The father is jolted from his slumbers as the breeze carries her cries over the meadow.  In a moment he is on his feet,
running and rolling down to where she stands, trapped in the middle of the holly grove.

“Stay away,” the daughter begs, “I am captured.  A prisoner of the invisible.  You cannot save me, I am lost.”

“Hold on, my precious, you are not lost.” the father soothes, “I have the power to make the enemy visible to your eyes and
then you can overcome the terror that holds you.”

He begins to chant a strange incantation.  The sounds echo around the grove, haunting, chilling.  They are words that
speak of pain, of fear, of dreams lost and forgotten in the mists of time.  The words draw the unseen presence towards
him, it cannot resist the banquet that beckons.   Such a feast of fear in comparison to the meagre morsels offered by the
child.  The young girl feels it leaving her, feels it drawing away and taking the shadows with it. She watches, in
helplessness, as the unseen tormentor fuses with her father and is given form.  She stares in silent horror at the
manifestation before her.  Is this still her father?  One moment he is a hare, huge brown eyes glaring, whiskers twitching,
sniffing the air.  Sniffing her scent.  The next moment, it is her father she sees, her protector, her saviour.  His face
contorted and changing as he struggles to keep hold of his reality.  She knows he fights for his soul.  

“All is lost father,” she cries,  “The boy is gone and so are you.  What good to be free if I am all alone in the world?”

In the midst of the battle, she hears a loud noise like the crackle of a lightning strike. She turns, thinking of a new enemy, a
new battle.  
Her eyes come to rest on a nearby boulder.  On top of the boulder sits the biggest, fattest, greenest frog she has ever
seen.  He seems to smile as he croaks.

“I was once a tadpole,” he declares, “And look at me now.  The finest figure of a frog you ever saw.  I was a tadpole and
am now a frog, but I could be a Prince, little Princess, if you will help me.”

“I must help my father,” the girl cries, “I have no time to help frogs when my father is losing his soul.”

“You cannot help your father, only he can help himself.”  The frog croaks with a firmness that seems to have been born
from centuries of wisdom.  “His fate is in his own hands, and your fate is in your hands pretty child.  Pick me up, little
Princess,  and stroke my cool back.  Gaze into my enchanted eyes and you will see another world.  A world of secret
knowledge.  A world of transformation, where hares are men and men are hares but where hares and men can be
whatever they want to be if only they knew it.  Come, little Princess, come and find the door that will set you free.”

The girl stoops down and the frog leaps into her hand.  Gazing into his eyes she remembers things she once knew and did
not even know she had forgotten.

“You can fly up to heaven with me, little Princess. You can fly wherever you wish.”

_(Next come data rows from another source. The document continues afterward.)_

PR #166, opened 2023-01-04
Go generate.

KevinJoiner:
Updates the Copywrite header in our generated files to 2023.


crobby (approved):
lgtm.  Is there something we can tweak so that we don't run into this every 1/1/XX?

KevinJoiner:
The only thing would be to add an automated pipeline that runs at the end of the year that creates this PR, but I think that may be more trouble than it's worth.

MbolotSuse (approved):
lgtm. Thanks for changing this.

PR #169, opened 2023-01-05
fix the mutation and validation in v3 mgmt cluster

jiaqiluo:


KevinJoiner (approved):

pkg/resources/validation/cluster/cluster.go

Raising her arm, she threw the frog high into the air.  He twirled around and around, his wet body glinting in the sunlight.  
He began to sing as he flew, a more beautiful song was never heard in the world of men.  He sang with the harmony of the
ocean and the joy of a thousand angels.  She watched as he grew wings and became an eagle,  soaring higher and higher
into the summer sky.  She watched until he was so high he was just a speck in the distance.  Smaller than a gnat and yet
larger than the whole Universe.

The man was mesmerised.  

The hare was hypnotised.

Only the child was free.

She awoke with a jolt and rubbed her sleepy eyes, realising it had all just been a dream.  Her father was still sleeping
quietly beside her.  She turned her face to look across the meadow.  Was that a scream she could hear or was it just the
soft rustle of leaves as the breeze blew gently through the holly grove?